▼▼▼

PR #253, opened 2022-01-27
Nbo/default scenario shown

nborde-CSM:
Dev Review rules:
- 3 PR max

Definition of Done:
- [ ] Testing


src/utils/SortScenarioListUtils.js
```diff
@@ -27,3 +27,15 @@ export const sortScenarioList = (scenarioList) => {
 
   return sortedList;
 };
+
+export const getFirstScenarioMaster = (scenarioList) => {
+  if (scenarioList.length > 0) {
+    const scenarioMasterList = scenarioList.filter((scenario) => scenario.parentId === null);
+
+    return scenarioMasterList.sort((scenarioA, scenarioB) =>
+      scenarioB.name.toUpperCase() > scenarioA.name.toUpperCase() ? -1 : 1
```
csm-thu, line 36: In the function just above this one, we are using
`a.name.toUpperCase() < b.name.toUpperCase()` instead of `scenarioB.name.toUpperCase() > scenarioA.name.toUpperCase` to sort the scenarios alphabetically (note that the comparison operator is different).
Could you factorize this in a separate function that we can reuse please ? (this would prevent errors such as different comparison operators in the sorting function)

csm-thu (changes requested):

csm-thu (approved):
LGTM :+1:

src/utils/SortScenarioListUtils.js
```diff
@@ -27,3 +33,12 @@ export const sortScenarioList = (scenarioList) => {
 
   return sortedList;
 };
+
+export const getFirstScenarioMaster = (scenarioList) => {
+  if (scenarioList.length > 0) {
+    const scenarioMasterList = scenarioList.filter((scenario) => scenario.parentId === null);
+    return _sortByName(scenarioMasterList)[0];
```
csm-thu, line 40: If the scenario list data is corrupted, it may contain only non-root scenarios (scenarios whose parent is not null). In this case, `scenarioMasterList` will be empty and reading its first element with `_sortByName(scenarioMasterList)[0]` will make the application crash.
Could we add the following safeguard please ?
```
const scenarioMasterList = scenarioList.filter((scenario) => scenario.parentId === null);
if (scenarioMasterList.length === 0) {
  console.warn('Scenario list is corrupted, no root scenarios found');
  return _sortByName(scenarioList)[0];
}
return _sortByName(scenarioMasterList)[0];
```

csm-thu (approved):
One addition, but otherwise LGTM :+1:

PR #274, opened 2022-03-18
fix: fix login error on redirection with some browsers

csm-thu:
BREAKING CHANGE: the redirection URL was changed from /scenario to /sign-in. Solutions
must update the accepted redirection URLs in the Azure portal of the App Registration
and replace /scenario by /sign-in (or only add /sign-in to keep supporting previous
versions of their webapps)


csm-thu:
Commit has been cherry-picked on branch **release/3.0.0**, closing this PR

▲▲▲

(Assignment): Nothing but a number, please: how many lines of the listing hold the word "scenarioA"?

(Answer to this task): 3